# Speaker on Headset not working



## Bxrider117 (Jul 15, 2011)

I have flashed numerous roms and when I make a call or answer a call, and I can not hear the other person. Unless I put the call on speakerphone. I have tried wiping and flashing a couple of different roms, and but I still get the same results. Sometimes it works and other times it doesn't. Has anyone else had a similar problem?

Sent from my A100 using RootzWiki


----------



## sprovo (Dec 29, 2011)

yes i had it happen that the headset speaker just stopped working. flashed a bunch of roms but still had it happen. i was gonna get a replacement but tried starting fresh to see if i would fix it first (flash stock, lock bootloader and all that) then it worked again.


----------



## yarly (Jun 22, 2011)

It's a hardware issue on some phones. There's a sensor that should tell the OS the headphone jack is out of it and it doesn't always happen it seems. Doesn't matter if you're running something stock or vanilla, it will still happen (I know from experience).


----------



## muscal (Sep 2, 2011)

yarly said:


> It's a hardware issue on some phones. There's a sensor that should tell the OS the headphone jack is out of it and it doesn't always happen it seems.
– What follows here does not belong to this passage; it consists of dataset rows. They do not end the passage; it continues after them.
PR #23393, opened 2026-02-05
[GlobalOpt] Add NHWC_FHWC support to 1x1 conv to matmul pass

HendrikKlug-synthara:
For FHWC filter layout [Cout, Kh, Kw, Cin], a transpose is required to reorder dimensions to [Cin, Kh, Kw, Cout] so that after unit extent dims are folded, the filter has the correct [Cin, Cout] shape for matmul.

### DIFF
--- a/compiler/src/iree/compiler/GlobalOptimization/Convert1X1FilterConv2DToMatmul.cpp
+++ b/compiler/src/iree/compiler/GlobalOptimization/Convert1X1FilterConv2DToMatmul.cpp
@@ -7,6 +7,8 @@
 #include "iree/compiler/GlobalOptimization/Passes.h"
 #include "mlir/Dialect/Linalg/IR/Linalg.h"
 #include "mlir/Dialect/Linalg/Transforms/Transforms.h"
+#include "mlir/Dialect/Tensor/IR/Tensor.h"
+#include "mlir/Dialect/Utils/IndexingUtils.h"
 #include "mlir/IR/AffineExpr.h"
 #include "mlir/IR/PatternMatch.h"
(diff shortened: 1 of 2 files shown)


yzhang93:
I'm not sure what is the original usage of this pass. From the old tests, it's not just converting to a strict meaning "matmul", but any generic form of gemm it corresponds to (examples are nchw layout). P.S. I believe this pass no longer belongs to GlobalOpt, as it's only used in preprocessing. CC: @IanWood1

HendrikKlug-synthara:
This is currently useful for me because when importing tflite networks to tosa, linear layers get translated to 1x1 conv ops. I'm using this pass to convert the 1x1 convs to matmul ops (converting the linalg.generic to linalg.matmul using `linalg-specialize-generic-ops`)

HendrikKlug-synthara:
Hey, @yzhang93 looks like you moved this pass in 922310651fafc4d16668bb14739e49069914d362 Should I rebase this patch or Is adding support for other filter layouts not wanted upstream?

yzhang93:
> Hey, @yzhang93 looks like you moved this pass in [9223106](https://github.com/iree-org/iree/commit/922310651fafc4d16668bb14739e49069914d362) Should I rebase this patch or Is adding support for other filter layouts not wanted upstream?

IMO, adding a transpose in this pass is slightly out of scope. Using this pass, the convolution should lower directly to the corresponding matmul-like op without modifying the order of dimensions in affine maps. Previously, we handled transposes in separate passes, such as `ConvertConvToChannelsLastPass` or `ConvertConvFilterToChannelsLastPass`.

Doesn't matter if you're running something stock or vanilla, it will still happen (I know from experience).


Agreed,

I went through a bunch of ROMS and then finally went back to Stock with Locked Bootloader and everything, still no Microphone or Earpiece action. Getting a replacement in a day.


----------



## Jwach (Aug 3, 2012)

I also had this issue. After scouring the web and other forums i found this fix.

Its an app called: Wired Headset Routing Fix (link below)

https://play.google.com/store/apps/details?id=com.woodslink.android.wiredheadphoneroutingfix

This app is working perfecfly for me. Kind of sucks that I have to manually switch but at least I can 
run custom ROM's....

Hope it works for you.


----------